───── Data supplied ─────
PR #2745, opened 2019-11-13
[IDSEQ-1719] Add Auth0 functionality to "new user new project" flow

jshoe:
### Description
- JIRA: https://jira.czi.team/browse/IDSEQ-1719
- This allows auto-creation of new users via being added in project settings. The flow is as identical as possible to the existing one.

### Notes
- This updates the endpoint for the current `password reset request` form in IDseq. Unfortunately I couldn't find a way to link directly to the Auth0-hosted `forgot password` page so this is second best.
- The flows are flagged by `AppConfig::USE_AUTH0_FOR_NEW_USERS`. After we migrate all the users, we'll flip this switch.
- The `new_auth0_user_new_project` email has to be sent from our end because Auth0 doesn't allow that level of customization on their emails. You'd have to use the "password reset" email template to get the token included and you can't create new template types.
- See below for details.

### Tests

Full flow:
(1) Existing user adds new user from project settings.

(2) IDseq sends the user this email (same as current design).

Screen Shot 2019-11-12 at 5 11 37 PM

(3) User clicks "Activate your account" which takes them to this page:

Screen Shot 2019-11-12 at 5 11 39 PM

(4) User sets their password.

Screen Shot 2019-11-13 at 2 11 25 PM

- Tested that old Devise-based flows still work for `new user new project` and password resets.


app/controllers/projects_controller.rb
```diff
@@ -545,17 +545,39 @@ def validate_sample_names
   def create_new_user_random_password(name, email)
     Rails.logger.info("Going to create new user via project sharing: #{email}")
     user_params_with_password = { email: email, name: name }
-    random_password = SecureRandom.hex(10)
+    random_password = SecureRandom.base64(10)
```
jshoe: This is to satisfy a stricter password complexity policy

app/views/devise/passwords/new.html.erb
```diff
@@ -2,7 +2,7 @@
   <%= javascript_tag do %>
     react_component('ForgotPassword', {
       errors: `<%= raw devise_error_messages! %>`,
-      endpoint: '<%=  password_path(resource) %>',
+      endpoint: '/users/auth0_request_password_reset',
```
jshoe: new endpoint works with both Devise and Auth0

app/views/user_mailer/new_auth0_user_new_project.html.erb
```diff
@@ -0,0 +1,8 @@
+<p><b>Join IDseq!</b></p>
```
─────
#### [How to complete this task]
The data above should be copied exactly, with no line omitted.

#### [Response area]
PR #2745, opened 2019-11-13
[IDSEQ-1719] Add Auth0 functionality to "new user new project" flow

jshoe:
### Description
- JIRA: https://jira.czi.team/browse/IDSEQ-1719
- This allows auto-creation of new users via being added in project settings. The flow is as identical as possible to the existing one.

### Notes
- This updates the endpoint for the current `password reset request` form in IDseq. Unfortunately I couldn't find a way to link directly to the Auth0-hosted `forgot password` page so this is second best.
- The flows are flagged by `AppConfig::USE_AUTH0_FOR_NEW_USERS`. After we migrate all the users, we'll flip this switch.
- The `new_auth0_user_new_project` email has to be sent from our end because Auth0 doesn't allow that level of customization on their emails. You'd have to use the "password reset" email template to get the token included and you can't create new template types.
- See below for details.

### Tests

Full flow:
(1) Existing user adds new user from project settings.

(2) IDseq sends the user this email (same as current design).

Screen Shot 2019-11-12 at 5 11 37 PM

(3) User clicks "Activate your account" which takes them to this page:

Screen Shot 2019-11-12 at 5 11 39 PM

(4) User sets their password.

Screen Shot 2019-11-13 at 2 11 25 PM

- Tested that old Devise-based flows still work for `new user new project` and password resets.


app/controllers/projects_controller.rb
```diff
@@ -545,17 +545,39 @@ def validate_sample_names
   def create_new_user_random_password(name, email)
     Rails.logger.info("Going to create new user via project sharing: #{email}")
     user_params_with_password = { email: email, name: name }
-    random_password = SecureRandom.hex(10)
+    random_password = SecureRandom.base64(10)
```
jshoe: This is to satisfy a stricter password complexity policy

app/views/devise/passwords/new.html.erb
```diff
@@ -2,7 +2,7 @@
   <%= javascript_tag do %>
     react_component('ForgotPassword', {
       errors: `<%= raw devise_error_messages! %>`,
-      endpoint: '<%=  password_path(resource) %>',
+      endpoint: '/users/auth0_request_password_reset',
```
jshoe: new endpoint works with both Devise and Auth0

app/views/user_mailer/new_auth0_user_new_project.html.erb
```diff
@@ -0,0 +1,8 @@
+<p><b>Join IDseq!</b></p>
```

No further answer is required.